Thank you for awesome project! I had the same problem training the model for another language and moving to torch==1.5.1 fixed the problem for me. All the packages were matching the ones in the requirements.

Here is some info on the tensors from the nnls function:

mel_basis:  torch.Tensor of size [80, 513]
 mel_spec:  torch.Tensor of size [1, 80, 1128]
        X:  torch.Tensor of size [1, 513, 1128]

In both torch versions the tensors are the same. However, with 1.5.0 torch.nn.utils.clip_grad_norm_ seems to fail with the error mentioned above.

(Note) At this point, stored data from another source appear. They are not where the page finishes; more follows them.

PR #1297, opened 2024-08-22
fix: use trace.DescendantCount for span limit

VinozzZ:

Refinery converts SpanEvent and SpanLink to individual events just like regular spans. We should use DescendantCount to check against the SpanLimit instead of only spans.

- use DescendantCount to check against SpanLimit
- modify test to explicitly check for span limit trace send reason


kentquirk (approved):
Good catch. I thought of this at one point and then forgot to check it.

PR #1298, opened 2024-08-22
fix: Use sha256 digest in image reference

TylerHelmuth:

- Improve security by referencing digest instead of tag

- Updates all used images in circleci config to use sha256 digest.

### DIFF
--- a/.circleci/config.yml
+++ b/.circleci/config.yml
@@ -65,8 +65,10 @@ commands:
 jobs:
   test:
     docker:
-      - image: cimg/go:1.21
-      - image: redis:6.2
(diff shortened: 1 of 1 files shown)


codeboten (approved):

kentquirk:
I'm being a little cranky about this, but doesn't this essentially prevent us from benefiting from upstream security fixes by making it so we can't automatically get them?

TylerHelmuth:
> I'm being a little cranky about this, but doesn't this essentially prevent us from benefiting from upstream security fixes by making it so we can't automatically get them?

Yup

PR #1299, opened 2024-08-22
fix: escape use input in debug route

TylerHelmuth:

- The debug endpoint doesn't sanitize the user input before using it in the response.

- use `html.EscapeString` to escape the user's input string for use in refinery and the response.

Thanks for trying this out! I will check if version 1.5.1 works for me and will bump up the requirement.

Hi all.

Just to report. I had the same problem. I updated to tourch==1.5.1. Indeed, it solved the problem. Although from another project I saw another solution: https://github.com/audio-captioning/dcase-2020-baseline/issues/7. The solution was to run the gradient backward before the gradient clip. I notice that you have done the same: first clip, then backward. Perhaps, changing these call orders could solve this problem for good?